A key feature of Nextflow is the ability to abstract the implementation of data analysis pipelines so they can be deployed in a portable manner across execution platforms.
As of today, Nextflow supports a rich variety of HPC schedulers and all major cloud providers. Our goal is to support new services as they emerge to enable Nextflow users to take advantage of the latest technology and deploy pipelines on the compute environments that best fit their requirements.
For this reason, we are delighted to announce that Nextflow now supports Google Cloud Batch, a new fully managed batch service just announced for beta availability by Google Cloud.
Google Cloud Batch is a comprehensive cloud service suitable for multiple use cases, including HPC, AI/ML, and data processing. While it is similar to the Google Cloud Life Sciences API, used by many Nextflow users today, Google Cloud Batch offers a broader set of capabilities.
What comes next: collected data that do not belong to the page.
Issue #4469, opened 2026-05-13
LP Select Positions: token icons missing chain badge — chain is ambiguous


aminsato:
# [Fix] LP Select Positions: add chain badge to token icons [DeFi / Select Positions]

## Problem

On the **Select Positions** screen (both Stake and Liquidity Pool sections), each grid item renders only the token icon with no chain badge. This makes LP pools with the same partner token across different chains visually identical — for example, four `RUNE/USDT` pools on Avalanche, BSC, Ethereum, and Tron are completely indistinguishable. Stake items (`RUJI`, `TCY`, `sTCY`, `yRUNE`, `yTCY`) also carry no chain context.

## Expected Behavior

Each grid item on the Select Positions screen overlays a small chain badge on the bottom-right corner of the token icon. For LP pools the badge reflects the partner token's chain (the base side is always RUNE/CACAO). For Stake items the badge reflects the token's host chain (THORChain for RUJI/TCY/sTCY/yRUNE/yTCY, MayaChain for CACAO). The badge remains visible in search results and in both selected and unselected states.

## Steps to Reproduce

1. Open the app on Android
2. Navigate to the DeFi section
3. Tap Stake or Liquidity Pool to open the Select Positions dialog
4. Observe that token icons have no chain badge
5. Note that multiple `RUNE/USDT` pools (Avalanche / BSC / Ethereum / Tron) render with identical icons

### Must Do

- [ ] **Extend the dialog model** — add `val chainLogo: ImageModel? = null` to `PositionUiModelDialog` in `PositionUiModelDialog.kt`
- [ ] **Populate `chainLogo` at all three construction sites** — in `DeFiExtensions.kt` (`toPositionDialogModels`) set `chainLogo = coin.chain.logo`; in `ThorchainDefiPositionsViewModel.kt` (`String.toLpPositionDialogModel`) pass through `parseThorChainPool(this).chain?.logo`; in `MayachainDefiPositionsViewModel.kt` (`MayaNodePool.toPositionDialogModel`) pass through `mayaPoolChainPrefixToChain(...)?.logo`
[...]

PR #4796, opened 2026-06-08
feat(custom-rpc): app-wide custom RPC endpoints per chain, EVM + Cosmos (#4787)

### LINKED ISSUE #4787: feat(custom-rpc): app-wide custom RPC endpoints per chain, Silver tier (iOS #4469 parity)
## Custom RPC endpoint support per chain (Silver Vult tier) — Android parity

Port of iOS #4469 / #4458. App-wide custom RPC endpoint overrides, gated to **Silver** VULT tier and above. Lets a qualifying user point a chain at their own node from the Advanced Settings screen.

### What
- Per-chain custom RPC URL override, **app-wide** (not vault-scoped).
- Gated to Silver tier and above (reuse existing tier gate).
- Entry point: Advanced Settings → Custom RPC screen (add / edit / clear per chain).
- Networking layer resolves the override when present, else falls back to the default RPC for the chain.

### Persistence
- App-wide store keyed by chain (Room/DataStore — Android equivalent of the iOS SwiftData @Model + in-memory mirror).
- RPC resolution happens off the main thread (balance / fee / broadcast run on background) — store must expose a **thread-safe synchronous read** for the networking layer.

### Acceptance Criteria
- [ ] Silver+ user can set, edit, and clear a custom RPC URL per supported chain
- [ ] Override is applied to balance, fee estimation, and broadcast calls for that chain
- [ ] Non-Silver users cannot access the screen (tier gate)
- [ ] Clearing the override restores the default RPC
- [ ] URL validation rejects malformed endpoints
- [ ] Matches iOS behaviour and the Figma for the Custom RPC screen

### Reference
iOS impl: vultisig/vultisig-ios#4469 (tracking #4458)

aminsato:
## What

Port of iOS #4469: app-wide custom RPC endpoint overrides, letting a qualifying user point a supported chain at their own node from a hidden **Custom RPC** screen. v1 covers the **EVM** and **Cosmos** chain groups, whose networking funnels through a single factory chokepoint with a raw-node RPC URL.

Closes #4787.

## Screenshots

| Advanced toggle | Settings row | Editor (Test) | Chain list |
|---|---|---|---|
| toggle | row | detail | list |

## Scope (v1)

- **Chains:** EVM (13) + Cosmos (8). UTXO and `Qbtc` are intentionally excluded — they route through the `api.vultisig.com` proxy, not a raw node, so a user node URL has no coherent insertion point (matches iOS). Single-instance chains (Solana, THORChain, Tron, …) are a planned follow-up.
- **Entry:** hidden behind an Advanced Settings → **Custom RPC** feature flag (default OFF). When on, a Custom RPC row appears in General Settings.
- **Tier gate:** below Silver, tapping a chain routes to the Discount Tiers upsell; Silver+ opens the editor (reuses `GetDiscountBpsUseCase.hasReachedSilverTier`).

## Data layer

- **`CustomRpcRepository`** — overrides persisted app-wide as a JSON `{chainId: url}` map in DataStore, fronted by a **thread-safe `ConcurrentHashMap` mirror** so the non-suspend API factories resolve an override with a *synchronous* read off the main thread (balance/fee/broadcast). Hydrates at launch (survives relaunch); writes are read-modify-write against the store under a `Mutex`.
- **`CustomRpcSupportedChains`** — single source of truth shared by funnel and UI, so a chain shown is exactly a chain the funnel honors.
- **Funnel** — `EvmApiFactoryImp` / `CosmosApiFactoryImp` resolve `urlFor(chain) ?: default`. **Byte-identical default behaviour when unset** (pinned by tests).
- **`CustomRpcConfig`** — `customRpcEnabled` flag, default OFF.
- **`RpcHealthProbe`** — EVM `eth_chainId` (verifies chain identity) + Cosmos `node_info` (liveness); returns `Reachable(latency, verified)` / `WrongChain` / `InvalidResponse` / `Unreachable`.

## App layer

- Custom RPC **list** (per-chain rows, Default/Custom chip, active URL) and **detail** (URL input + inline validation, Test, Save, Reset) screens.
- Advanced Settings toggle; General Settings row gated on the flag; tap-to-upsell below Silver.
- `custom_rpc_*` strings added across all 10 locales.

## Test plan

- [x] `:data` unit tests: `CustomRpcRepositoryImplTest` (mirror + persistence + decode, incl. a race-condition regression), `CustomRpcFunnelTest` (override-applied + default-preserved per group), `RpcHealthProbeImplTest` (EVM verified/wrong-chain/invalid, Cosmos liveness, unreachable).
- [x] Updated `SecretViewModelTest` + `SettingsViewModelTest`; full `:data` suite green.
- [x] `:app:assembleDebug` succeeds; ktfmt applied.
- [x] **Device-verified** on emulator (screenshots above): enable flag → set Ethereum to a public node → `Test` shows "Reachable · 266 ms" → Save → row shows Custom. Default chains keep the Vultisig endpoint.

## Notes

- Cosmos probe is liveness-only (`networkVerified=false`) — per-chain Cosmos network-id verification was deliberately not mapped, to avoid showing a false "verified".

## Summary by CodeRabbit

* **New Features**
  * Advanced Custom RPC: toggle in advanced settings; list and detail screens to add, test, save, or reset per‑chain RPC endpoints; live reachability and identity checks.
  * App networking can use per‑chain Custom RPC overrides when enabled.

* **Settings**
  * Custom RPC item shown/hidden by feature flag; Silver‑tier gating with upsell and unlock flow.

* **Localization**
  * Custom RPC UI strings added for many locales.

* **Tests**
  * Coverage for feature flag, repository persistence, API resolution, and probe behavior.


app/src/main/java/com/vultisig/wallet/ui/models/customrpc/CustomRpcDetailViewModel.kt
```diff
@@ -0,0 +1,140 @@
...
+    private val args = savedStateHandle.toRoute<Route.CustomRpcDetail>()
+    private val chain = Chain.fromRaw(args.chainId)
+
+    val urlFieldState = TextFieldState()
+
+    private val _state = MutableStateFlow(CustomRpcDetailUiState(chainName = chain.raw))
+    val state: StateFlow<CustomRpcDetailUiState> = _state.asStateFlow()
+
+    init {
+        val existing = customRpcRepository.urlFor(chain)
```
johnnyluo: **`urlFor()` can block the main thread on first use.**

This runs in the ViewModel `init`, i.e. on the main thread. `urlFor` → `ensureHydrated()` → `runBlocking(Dispatchers.IO) { … }` does a blocking disk read the first time it's hit per process. The `CustomRpcRepository` KDoc asserts *"urlFor is only reached from the off-main networking path"* — this call path violates that.

In practice a balance/fee refresh usually hydrates the mirror off-main before the user reaches Settings, so it only bites if the detail screen is opened before any EVM/Cosmos networking — but it's a real latent main-thread block, and the doc comment is now inaccurate.

Suggest hydrating the mirror eagerly (fire-and-forget on `Dispatchers.IO` at inject time) or reading the existing override here via the suspend/flow API, so `urlFor` never has to block.

app/src/main/java/com/vultisig/wallet/ui/models/customrpc/CustomRpcListViewModel.kt
```diff
@@ -0,0 +1,97 @@
...
+                    }
+                _state.update { it.copy(rows = rows) }
+            }
+        }
+    }
+
+    fun onRowClick(chainId: String) {
+        // Block taps until the tier lookup resolves so a Silver user is never misrouted to the
+        // upsell screen on an early tap (#4787).
+        val isSilver = _state.value.isSilver ?: return
```
johnnyluo: **A failed tier lookup permanently bricks the list screen.**

`isSilver` is set via `runCatching { … }.getOrNull()`, so a transient failure of `hasReachedSilverTier` leaves it `null`. Here `val isSilver = _state.value.isSilver ?: return` then makes every row silently un-tappable — no error, no retry, no feedback.

The "block taps until the tier resolves" intent is good, but a *failed* lookup should surface an error or fall back (e.g. retry, or route to the upsell), not deadlock the screen.

johnnyluo (commented):
Two follow-ups from review — a latent main-thread block and a screen that can deadlock on a failed tier lookup. Details inline.

app/src/main/java/com/vultisig/wallet/ui/models/customrpc/CustomRpcListViewModel.kt
```diff
@@ -0,0 +1,97 @@
...
+        viewModelScope.launch {
+            // Tap-to-upsell: below Silver tier the row routes to the discount-tiers screen instead
+            // of the editor (#4787).
+            if (isSilver) {
+                navigator.route(Route.CustomRpcDetail(vaultId, chainId))
+            } else {
+                navigator.route(Route.DiscountTiers(vaultId))
```
johnnyluo: Let's add a feature gate when user click "Custom RPC" on the settings menu? 

If user is not Silver tier , then let's prompt user they need to be at least silver tier to do it , similar as IOS

Once user is already in the Custom RPC list , then we should just allow them to change it

app/src/main/java/com/vultisig/wallet/ui/models/customrpc/CustomRpcDetailViewModel.kt
aminsato: Good catch — fixed. The detail VM no longer calls the synchronous `urlFor()`. It now reads the existing override off-main via the reactive API in a coroutine (`customRpcRepository.overrides.first()[chain]`), so `init` never triggers the first-use blocking disk hydration on the main thread. With this, `urlFor()` is again only reached from the EVM/Cosmos API factories (off-main), so the KDoc claim holds.

app/src/main/java/com/vultisig/wallet/ui/models/customrpc/CustomRpcListViewModel.kt
aminsato: Resolved by moving the tier gate to the settings entry point (see your other comment). The per-row `isSilver` check is gone from the list VM entirely, so a failed tier lookup can no longer brick the screen. Reaching the list now implies eligibility, and a failed lookup at the entry falls back to the upsell rather than deadlocking.

app/src/main/java/com/vultisig/wallet/ui/models/customrpc/CustomRpcListViewModel.kt
aminsato: Done — gated at the entry point to match iOS. Tapping "Custom RPC" in Settings now checks Silver tier: below Silver it routes to the discount-tiers upsell, at/above Silver it opens the list. Once inside the list the user edits freely (no per-row gating). A failed/unknown tier lookup falls back to the upsell rather than granting access. Added unit tests for all three branches (Silver → list, below-Silver → upsell, lookup-failure → upsell).

johnnyluo: CleanShot 2026-06-09 at 20 06 58@2x
Can you please show a dialog like this? instead go to the VULT tiers screen

aminsato: Done in 7657e9ffd. Note the tier gate moved out of `CustomRpcListViewModel` and into the settings entry point (commit 8b4fb7e8) since this comment, so I applied it there: tapping Custom RPC below Silver now shows the existing `TierDiscountBottomSheet` (Silver) dialog instead of navigating away. Its **Unlock Tier** button still routes to the discount-tiers screen so the path to unlocking stays reachable.

app/src/main/java/com/vultisig/wallet/ui/models/settings/SettingsViewModel.kt
```diff
@@ -357,6 +389,33 @@ constructor(
...
+                state.update { current ->
+                    current.copy(
+                        items =
+                            current.items.map { group ->
+                                if (group.title != UiText.StringResource(R.string.general)) {
+                                    group
+                                } else {
+                                    val withoutRpc = group.items.filterNot { it is CustomRpc }
+                                    group.copy(
+                                        items = if (enabled) withoutRpc + CustomRpc else withoutRpc
```
rkokhatskyi, line 412: `loadCustomRpcFlag` adds the `CustomRpc` row inside `state.update`, but `loadCurrency` and `loadAppLocale` compute `items` from `state.value.items` outside the update then overwrite it, so an interleaved currency or locale emission at init drops the freshly added row

data/src/main/kotlin/com/vultisig/wallet/data/repositories/CustomRpcRepository.kt
```diff
@@ -0,0 +1,134 @@
...
+ * networking layer can resolve an override with a *synchronous, non-suspending* read ([urlFor]) —
+ * the API factories build their RPC client off the main thread and are not suspend functions, so
+ * they cannot await DataStore. `null` from [urlFor] means "no override" and the caller keeps its
+ * hardcoded default, guaranteeing byte-identical default behaviour when nothing is set.
+ *
+ * The mirror is hydrated from disk lazily on the first [urlFor] call (the repo is a [Singleton], so
+ * this happens once per process and survives relaunch) and kept in sync with every [setOverride] /
+ * [clearOverride]. Hydrating on first use — rather than fire-and-forget at construction —
+ * guarantees the first networking lookup after process start sees persisted overrides instead of
+ * racing an async job. [urlFor] is only reached from the off-main networking path, so the one-time
```
rkokhatskyi: This invariant is false because `GasSettingsViewModel.loadEthData` calls `createEvmApi` inside a bare `viewModelScope.launch`, so `urlFor` runs on the main thread where the first-use `runBlocking(Dispatchers.IO)` hydration blocks it

data/src/main/kotlin/com/vultisig/wallet/data/repositories/CustomRpcRepository.kt
```diff
@@ -0,0 +1,134 @@
...
+    }
+
+    // Populate the mirror from disk on first lookup so the very first networking call after process
+    // start sees persisted overrides. Runs on the calling (off-main networking) thread; the double-
+    // checked flag keeps it to a single blocking read regardless of concurrent callers.
+    private fun ensureHydrated() {
+        if (hydrated) return
+        synchronized(hydrationLock) {
+            if (hydrated) return
+            runBlocking(Dispatchers.IO) { replaceMirror(readPersisted()) }
```
rkokhatskyi: A `readPersisted()` failure propagates uncaught out of `ensureHydrated`, so `createEvmApi` throws instead of falling back to the default endpoint, breaking the byte-identical-default guarantee for balance, fee, and broadcast on a DataStore read error

rkokhatskyi (dismissed):

app/src/main/java/com/vultisig/wallet/ui/models/settings/SettingsViewModel.kt
aminsato: Good catch — fixed. `loadCurrency` and `loadAppLocale` now map *inside* the `state.update { ... }` lambda (`updateCurrency(it.items, currency)` / `updatedLocale(it.items, locale)`) instead of computing from a `state.value.items` snapshot and overwriting. So an interleaved currency/locale emission at init now folds over the current state and can no longer drop the freshly-added `CustomRpc` row.

data/src/main/kotlin/com/vultisig/wallet/data/repositories/CustomRpcRepository.kt
aminsato: Right, the invariant was false — `GasSettingsViewModel.loadEthData` calls `createEvmApi` inside a bare `viewModelScope.launch` (Main), so the first-use `runBlocking(Dispatchers.IO)` hydration blocked the main thread. Fixed at the source: the mirror now hydrates eagerly off-main in `init` (`scope.launch { hydrate() }` on `Dispatchers.IO`), and `urlFor()` is a pure non-blocking `mirror[chain.id]` read with no `runBlocking`. Updated the KDoc to drop the false claim and document the eager-hydration model.

data/src/main/kotlin/com/vultisig/wallet/data/repositories/CustomRpcRepository.kt
aminsato: Fixed. `hydrate()` now wraps the disk read in `runCatching { replaceMirror(readPersisted()) }.onFailure { Timber.w(...) }`, so a DataStore read failure leaves the mirror empty instead of propagating. `urlFor()` then returns `null` and `createEvmApi`/`createCosmosApi` fall back to the hardcoded default, preserving the byte-identical-default guarantee for balance/fee/broadcast. Hydration also runs under `writeLock` and is gated by the `hydrated` flag so it cannot clobber a concurrent set/clear.

johnnyluo (approved):
LGTM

As with Google Cloud Life Sciences, Google Cloud Batch automatically provisions resources, manages capacity, and allows batch workloads to run at scale. It offers several advantages, including:
A nice feature of Google Cloud Batch API, that fits nicely with Nextflow, is its built-in support for data ingestion from Google Cloud Storage buckets. A batch job can mount a storage bucket and make it directly accessible to a container running a Nextflow task. This feature makes data ingestion and sharing resulting data sets more efficient and reliable than other solutions.
Support for the Google Cloud Batch requires the latest release of Nextflow from the edge channel (version
22.07.1-edge or later). If you don't already have it, you can install this release using these commands:
export NXF_EDGE=1 curl get.nextflow.io | bash ./nextflow -self-update
Make sure your Google account is allowed to access the Google Cloud Batch service by checking the API & Service dashboard.
Credentials for accessing the service are picked up by Nextflow from your environment using the usual Google Application Default Credentials mechanism. That is, either via the
GOOGLE_APPLICATION_CREDENTIALS environment variable, or by using the following command to set up the environment:
gcloud auth application-default login
After authenticating yourself to Google Cloud, create a
nextflow.config file and specify
google-batch as the Nextflow executor. You will also need to specify the Google Cloud project where execution will occur and the Google Cloud Storage working directory for pipeline execution.
cat <<EOT > nextflow.config process.executor = 'google-batch' workDir = 'gs://YOUR-GOOGLE-BUCKET/scratch' google.project = 'YOUR GOOGLE PROJECT ID' EOT
In the above snippet replace
<YOUR_GOOGLE_BUCKET> with a Google Storage bucket of your choice where to store the pipeline output data and
<YOUR_GOOGLE_PROJECT_ID> with your Google project Id where the computation will be deployed.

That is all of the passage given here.